Way harsh Tay! LOL, not saying I want one or condone that sort of deuchebaggery, but not going to lie wouldn't mind taking a ride in one. As for me, we are comfortable cruising at low 20's on our floating rectangle......


----------



## Jim Lenfest (Jul 20, 2016)

Smackdaddy53 said:


> There is such a thing as hull speed where a hull will not go faster when it reaches a certain amount of horsepower and weight on the transom and it begins to slow it down.


I would like to see a major player, like Mercury, experiment with Wankel engines on an outboard. The weight of a 2 stroke with close to the efficiency of a 4 stroke.


----------



## Jim Lenfest (Jul 20, 2016)

Jim Lenfest said:


> I would like to see a major player, like Mercury, experiment with Wankel engines on an outboard. The weight of a 2 stroke with close to the efficiency of a 4 stroke.


The reason why I chose Mercury, is that they have been hell bent on trying to keep 2 strokes in the market place.


----------



## Smackdaddy53 (Dec 31, 2012)

Jim Lenfest said:


> I would like to see a major player, like Mercury, experiment with Wankel engines on an outboard. The weight of a 2 stroke with close to the efficiency of a 4 stroke.


We will be forced to run electrics soon at the rate we’re going.


----------



## Jim Lenfest (Jul 20, 2016)

Smackdaddy53 said:


> We will be forced to run electrics soon at the rate we’re going.


Just think how quick they will head for bottom with all that battery weight.


----------



## KWGator (Apr 22, 2019)

loganlogan said:


> Sea doo makes a fishing jet ski. It's got a casting deck and a spot for a yeti. I hear it's super quiet, and has cruise control for trolling. It's basically a chittum.
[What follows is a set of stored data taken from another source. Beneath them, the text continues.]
PR #1628, opened 2026-07-20
WT-1484: Groundwork for FF refer project

stevejalim:
This changeset lands some groundwork for the FF Referral project. The aim is to boostrap shared surfaces to enable us to work in paralle more easily

Commits:

- 5947f4eb: Add a stable local-dev REFERRAL_INVITE_CODE_KEY_V1 signing key to .env-dist. Distinct from www-dev / stage / prod keys, so dev and CI can share a deterministic value without cross-env leakage. Please copy the value to your .env
- 8ef988e4: Introduce `FirefoxReferralData` model (siloed under springfield/firefox/referral/models.py). This is a Django model mapping `referral_id` to `install_count` with a `last_refreshed_at` timestamp and a `refresh()` manager stub, wiring the ORM entry point for the upcoming Data Eng sync (they hand us (`invite_code, install_count`), we decrypt to `referral_id`. No PII or FxA linkage anywhere in the pipeline).
- d92d8632: Add skeleton `ReferralHubPage` (`/invite/`) and `ReferralGetFirefoxPage` (`/get-firefox/`) as `HomePage` children in the `cms` app. Templates just show the Jinja context raw so BE and FE work can proceed in parallel without stepping on each other. Adds both to the `_allowed_page_models` allowlist and the DB export script.
- 0a400fd5: Override `ReferralHubPage.get_context()` to inject a placeholder `invite_url` into the context

JIRA: https://mozilla-hub.atlassian.net/browse/WT-1484 (parent https://mozilla-hub.atlassian.net/browse/WT-1281)


stephaniehobson (approved):
R+ 

Looks good as empty files to set up a framework.

PR #1630, opened 2026-07-20
Set `type=button` on dialog close button

knowler:
## One-line summary

Sets `type=button` on close button in dialog component so that the `<dialog>` can be nested within `<form>`, since otherwise the close button submits the form.

In a modal state, a dialog element becomes the only active content in a page (i.e. all other content is inert and not a part of the accessibility tree). This means it’s totally fine to nest a `<dialog>` element wherever in a document, including within forms. This pattern can be helpful since it allows one to colocate the `<dialog>` element with its trigger and other relevant content (e.g. imagine creating dialog and dialog triggers in a loop).

## Issue / Bugzilla link

- N/A

## Testing

- Confirm an existing dialog still works.


janriokrause (approved):
r+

The Sea Doo Fish Pro includes the cooler with 4 rod holders, and a Garmin GPS Fish Finder. It has room to put a second cooler or extra gas tank on there too.

The 2021 model also includes a new option to dump the debris in the intake grate for the jet on bottom of ski with a push of a button. My son and I are about 400 lbs total passenger weight plus some gear in storage area and drinks in the cooler, and we hit 50 as a top speed on our 2019 model Fish Pro with a slightly smaller engine than the 2020 & 2021 models.


----------



## NealXB2003 (Jun 8, 2020)

Mercury has already achieved the weight of a two stroke with a four stroke in the 250 and 300 class. 250r and 300r (four strokes) are almost the same weight to the lb as the previous gen 250xs and 300xs. They produce the same top end numbers when ran back to back on the same hull and have better holeshot times with a heavy load.


----------



## m32825 (Jun 29, 2018)

I feel like I clicked on a wormhole to the Scream and Fly forum...


----------



## NealXB2003 (Jun 8, 2020)

m32825 said:


> I feel like I clicked on a wormhole to the Scream and Fly forum...


Better known as the Scream and Cry forum


----------



## jackson man (Aug 13, 2020)

NealXB2003 said:


> Better known as the Scream and Cry forum


Sometimes!


----------



## jackson man (Aug 13, 2020)

loganlogan said:


> Sea doo makes a fishing jet ski. It's got a casting deck and a spot for a yeti. I hear it's super quiet, and has cruise control for trolling. It's basically a chittum.


. “Basically a Chittum”? Batten down the hatches! Can’t wait to see the responses to that statement! Gettin the popcorn ready!


----------



## Snoball (Dec 30, 2016)

TX_maverick said:


> I believe it was SCB that posted a boat running over 100. They had the video on the GPS showing the speed. Pass for me, I will just stick to 35 mph in my HPXT.



Simmons Revolution 25 is an amazing machine that makes 65 feel more safe than 35 in most skiffs. 100mph is not common with these boats most are under 70 mph. While it can’t be poled, it floats in less than a foot, while still fishing 4 or five comfortably. Taking range, speed/comfort, and fit/finish into account its a hard boat to beat.


----------



## loganlogan (May 8, 2020)

Jim Lenfest said:


> Just think how quick they will head for bottom with all that battery weight.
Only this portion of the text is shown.